I became an animal, prowling around the nooks and crannies of those hills. I’ve heard tales since then of how I frightened all the mothers of the Ten Cities. They warned their children to never stray near the Gerasenes.
They warned about a bedeviled lunatic who was naked, who cut himself with stones and who would cry out day and night. It sounded like urban legend; but this one checked out. It was true. I was your worst nightmare.
A few times, the mothers shoved the fathers out the door with their weapons and their chains to come bind me to protect their families. But nothing that could chain me was as powerful as the evil that was in me.
I came to these tombs to lament my daughter’s death. Now I couldn’t wait for my own death. I begged these unclean spirits to let me pass.
And then one day . . . I looked out on the lake and a boat was coming. They apparently didn’t know about the madman that you were supposed to avoid.
When they saw me, I expected to see the quickest about-face in history. But one of the Jews got out of the boat and began walking toward me. I’m still astounded. He was a Jewish teacher; I was an unclean man in an unclean place with an unclean crowd of demons stirring inside.
When I saw him, I ran, I sprinted, and then I fell, pleading with him to remove my suffering. That voice that bellowed from inside me screamed: “WHAT DO YOU WANT WITH ME, JESUS, SON OF THE MOST HIGH GOD? IN GOD’S NAME DON’T TORTURE ME!”
This Jesus looked at me – without fear and without repulsion – and he asked, “What is your name?”
That voice that overwhelmed me answered, “MY NAME IS LEGION. FOR WE ARE MANY.” Then that voice – the voice of these unclean spirits – began begging him not to send them out of the area. “SEND US AMONG THE PIGS. ALLOW US TO GO INTO THEM.”
Then, in an instant, hell’s demons fled. I watched in amazement as two thousand pigs stampeded off a steep bank into the lake.
The last thing I saw was the people who tended the pigs running in all directions, undoubtedly to tell people what had happened. No doubt they were frightened – and a bit upset about their livelihood.
While they were running, while chaos was breaking out all around . . . I was sane. For the first time in a long time. “So this is what sanity feels like,” I thought to myself. I’d pretty much forgotten. I did the one thing that made the most sense. I got dressed. With each garment of clothing I slipped on over my scar-ridden body, I realized how naked my life had been.
I couldn’t wait to see some of the people who’d known me as a scary mad-man. They’d be overjoyed to see my good fortune.
Or so I thought. Because when they came back, there were the same, familiar looks etched on their faces. Sheer fear. I guess anything they couldn’t explain frightened them. As a man who couldn’t get past his grief, I frightened them. As a Legion-possessed, self-mutilating naked lunatic, I frightened them. And now, as a man who’d been healed, I scared them as well.

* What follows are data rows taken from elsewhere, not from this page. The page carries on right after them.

PR #288, opened 2023-08-04
Disable tests that use databox when spiner is off

mauneyc-LANL:
## PR Summary

@jhp-lanl hit an issue where `SINGULARITY_USE_SPINER=OFF` would fail tests that used `spiner`. In a way, the tests worked!

This disables building those tests when `SINGULARITY_USE_SPINER=OFF`

## PR Checklist

### DIFF
--- a/test/CMakeLists.txt
+++ b/test/CMakeLists.txt
@@ -40,7 +40,7 @@ if(SINGULARITY_USE_EOSPAC AND SINGULARITY_TEST_SESAME)
                         PRIVATE Catch2::Catch2 singularity-eos::singularity-eos)
 endif()
 
-if(SINGULARITY_BUILD_CLOSURE)
+if(SINGULARITY_BUILD_CLOSURE AND SINGULARITY_USE_SPINER)
   add_executable(test_pte test_pte.cpp)
   target_link_libraries(test_pte PRIVATE Catch2::Catch2
                                          singularity-eos::singularity-eos)
@@ -85,8 +85,10 @@ if(SINGULARITY_BUILD_PYTHON AND SINGULARITY_TEST_PYTHON)
                                                  "${PYTHON_TEST_ENVIRONMENT}")
 endif()
 
-add_executable(profile_eos profile_eos.cpp)
-target_link_libraries(profile_eos singularity-eos::singularity-eos)
+if(SINGULARITY_USE_SPINER)
+  add_executable(profile_eos profile_eos.cpp)
+  target_link_libraries(profile_eos singularity-eos::singularity-eos)
+endif()
 
 if(SINGULARITY_USE_EOSPAC
    AND SINGULARITY_TEST_SESAME
--- a/CHANGELOG.md
+++ b/CHANGELOG.md
@@ -4,6 +4,7 @@
 - [[PR269]](https://github.com/lanl/singularity-eos/pull/269) Add SAP Polynomial EoS
 
 ### Fixed (Repair bugs, etc)
+- [[PR288]](https://github.com/lanl/singularity-eos/pull/288) Don't build tests that depend on spiner when spiner is disabled
 - [[PR287]](https://github.com/lanl/singularity-eos/pull/287) Fix testing logic with new HDF5 options
 - [[PR282]](https://github.com/lanl/singularity-eos/pull/282) Fix missing deep copy in sap polynomial tests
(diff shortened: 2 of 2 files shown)


jhp-lanl (approved):
I think it will take significant effort to make these tests run without databoxes. This seems like an appropriate near-term solution to me

Yurlungur (approved):

test/CMakeLists.txt
```diff
@@ -40,7 +40,7 @@ if(SINGULARITY_USE_EOSPAC AND SINGULARITY_TEST_SESAME)
                         PRIVATE Catch2::Catch2 singularity-eos::singularity-eos)
 endif()
 
-if(SINGULARITY_BUILD_CLOSURE)
+if(SINGULARITY_BUILD_CLOSURE AND SINGULARITY_USE_SPINER)
```
dholladay00, line 43: I think we should add fortran to the if list.

dholladay00:
> I think it will take significant effort to make these tests run without databoxes. This seems like an appropriate near-term solution to me

I'm not sure that I agree. `portablemdarray` could be dropped in w/o much additional effort I think.

test/CMakeLists.txt
mauneyc-LANL: The closure code is built independent of Fortran, `singularity-eos/CMakeLists.txt`

```cmake
if (SINGULARITY_BUILD_CLOSURE)
  list(APPEND EOS_SRCS eos/singularity_eos.cpp)
  list(APPEND EOS_HEADERS eos/singularity_eos.hpp closure/mixed_cell_models.hpp)
endif()

if (SINGULARITY_USE_FORTRAN)
  list(APPEND EOS_SRCS eos/singularity_eos.f90)
  # would rather handle this more robustly, being sloppy for now
  list(APPEND EOS_MODS singularity_eos.mod singularity_eos_types.mod)
endif()
```

jhp-lanl:
> > I think it will take significant effort to make these tests run without databoxes. This seems like an appropriate near-term solution to me
> 
> I'm not sure that I agree. `portablemdarray` could be dropped in w/o much additional effort I think.

That's good to hear then! I took a brief look at it and didn't know the code enough to make that assessment. I would propose making an issue to do that and move forward with this since it correctly aligns the code with its dependencies.

test/CMakeLists.txt
dholladay00: Yes, but you'd be saving me some time when I have to remember to do this in my PR b/c soon it'll only be built when also fortran.

Yurlungur:
> That's good to hear then! I took a brief look at it and didn't know the code enough to make that assessment. I would propose making an issue to do that and move forward with this since it correctly aligns the code with its dependencies.

Issue #289 . As I mention there and in mattermost, we may want to investigate moving some of the memory management niceties out of spiner and into ports of call. That might be good for the project as a whole anyway.

jhp-lanl:
> > That's good to hear then! I took a brief look at it and didn't know the code enough to make that assessment. I would propose making an issue to do that and move forward with this since it correctly aligns the code with its dependencies.
> 
> Issue #289 . As I mention there and in mattermost, we may want to investigate moving some of the memory management niceties out of spiner and into ports of call. That might be good for the project as a whole anyway.

I agree. I think that will be useful for other projects that depend on `ports_of_call`

test/CMakeLists.txt
dholladay00: After looking at it closer, you're correct, this test can remain but other things will need to be ifdef'd out.

dholladay00: Requested change rescinded.

dholladay00:
@Yurlungur, @jhp-lanl while all of that may be true. I am sensing scope creep here. I think the current tests could be implemented with portablemdarray as-is and that should be the focus for now.

jhp-lanl:
> @Yurlungur, @jhp-lanl while all of that may be true. I am sensing scope creep here. I think the current tests could be implemented with portablemdarray as-is and that should be the focus for now.

I'm not familiar enough with the MDArrays to be honest. But I still think this MR should go through in the meantime

Yurlungur:
> while all of that may be true. I am sensing scope creep here. I think the current tests could be implemented with portablemdarray as-is and that should be the focus for now.

I think we should just move forward with disabling these tests when spiner is disabled for now. And we can rethink/refactor later.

They begged Jesus to leave. And I begged him to go with him. “This will be wonderful,” I thought. I’ll follow him wherever he goes. He’ll never leave my sight.
And then perhaps the most perplexing part of all. He told me I wasn’t going with him. “GO HOME TO YOUR OWN PEOPLE,” he said. “GO BACK AND TELL THEM HOW MUCH THE LORD HAS DONE FOR YOU.”
He didn’t tell me to enter the priesthood. He didn’t tell me to preach the good news around the world. He simply asked me to go home, to return to the Decapolis and to report on what had happened to me.
Which is just what I’ve been doing. No big fanfare. No book deals. No TV appearances. I’m just telling people what the Lord has done for me.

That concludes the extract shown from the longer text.